THE PROBLEM
Retype, word for word, only the lines from the one with "Note that with" through the last line of the data below.

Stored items

=== Section Start ===

PR #133, opened 2019-11-05
Removes deprecated code 

nikolase90:
Note that with 58b6419 I changed the model (since we use a linear model in our tests), and confirmed that the new functionality returns the same results as the old.


nikolase90:
Woop woop!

=== Section End ===

SOLUTION
Note that with 58b6419 I changed the model (since we use a linear model in our tests), and confirmed that the new functionality returns the same results as the old.


nikolase90:
Woop woop!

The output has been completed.